Extrapolation is going to be wrong more often than interpolation. Unclamped relu can be dangerous.
Dropout should be useful, but hasn’t been yet. Same with weight decay and decay to initialization.
Even for a policy gradient algorithm, you still have a state value. It seems unlikely that brains are representing scalar values over many orders of magnitude. One of my pet ideas is to use polar values with rotary wrap-around, since all you care about is which action is best, and all actions will usually be close in range.
Clamping rewards at -1/1 for stability and to allow the same learning rate to work well for all games.
Ms Pac-Man single dot is 10 points, while bonus items can be thousands of points.
Categorical representation, values vs full distributional
Stop regressing stated that a simple categorical value with a gaussian spread worked better than a full categorical operator, which seems surprising.
Probably still not the best because it ignores the ordinal nature, something like earthmover loss might be better
Doesn’t interpolate linearly, and still has a range hyperparameter.
Somewhat surprisingly, not clamping rewards works fine with MSE loss, even when the losses are in the millions on some games – nothing explodes, even without gradient clamping or Huber loss, but learning is slower.
Scaling experiments
Adam/RMSProp normalization, SGD for the final layer, weight norm on earlier layers.
There may be challenges with multi-task across games with huge point differences – Pong with Video Pinball.
Still seems to be the architecture of choice for image digestion.
Twice I have replaced my simple strided CNN with some of the large scale categorization models from the pytorch library like ConvNeXT, and despite being a bigger model that is state of the art for many classification and backbone tasks, seen it perform worse for my QV RL tasks. Classification performance for a model does not directly correlate to online RL performance. Figuring out exactly how the needs diverge may be worthwhile at some point.
Can we learn better function architectures? CNN kernel subset failure example: A 5x5 kernel is a strict superset of a 3x3 kernel, yet it often learns worse, even with more parameters. Weight decay should reduce the impact of noise features, but it can take a very long time.
CNN shared weights are biologically implausible, but sort of like moving a focus point around.
Testing with unshared CNN parameters was worse, at least in the few-million-steps regime. At the limit, unshared should be better, and you could transition.
Factoring CNN to 2x1D should help more, and did in CIFAR-10, but not for RL.
CNN’s aren’t fully position independent as soon as you have a pooling layer or strided conv. Subpixel offsets.
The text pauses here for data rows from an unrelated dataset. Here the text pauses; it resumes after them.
PR #281, opened 2020-04-25
UX + behind the curtain maintenance

sonninnos:
Major:
- More convenient error messages for the user when Kickstart ROM or CAPSImg library is not found
- Changed default "CPU Compatibility" to "Normal" on all platforms
  - Please update the list accordingly @WindyWinston
- Enabled floppy sound emulation by default with 20% volume

Minor:
- More accurate initial PAL/NTSC Hz
- Removed "Sound Output" core option, because:
  - "Normal" and "Exact" have no distinction in the code, WinUAE does not have the "Normal" option at all, and the other options are also useless
- Increased sound buffer, because I witnessed no extra delay, and perhaps it helps a bit with low power machines

Bonus:
- Reorganized `libretro-common` to proper form
- Makefile tidy-up


rsn8887:
Thank you! Merging.

PR #284, opened 2020-04-29
Temp M3U sorting, WHDLoad update

sonninnos:
Regular:
- Sorting for generated M3Us, because `readdir` does not guarantee alphabetic order on all filesystems
- WHDLoad helper updated to also copy `kick40063.A600`, which also required increasing the HDF size (both HDFs to 4MB)
- Statusbar updated to match VICE behavior 

Bonus:
- Renamed `libretro.c` to `libretro-core.c` for the obvious reason
- Readme updates, such as lots of obsolete WHDLoad info removed


rsn8887:
Thanks!

PR #287, opened 2020-05-07
Model preset overrides, Optional region search

### LINKED ISSUE #285: Feature Request Idea: Variable Frame Skip PER Model Type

Edge behavior, standard MaxPool doesn’t support wrapping options
Confidence – “I don’t have a good idea what the value should be, because I am focused on the wrong corner to see the player”
Partial isotropy
can exactly calculate all possible image offsets efficiently.
I’m fond of DenseNets, where each channel has access to everything before it, not just the channels of the previous layer. Not obvious how to extend across changes in image size, but clean with isotropic CNNs.
“Activation optimal”
No frame stacks, evaluate one convolution every frame. Latency increases with distance from each pixel.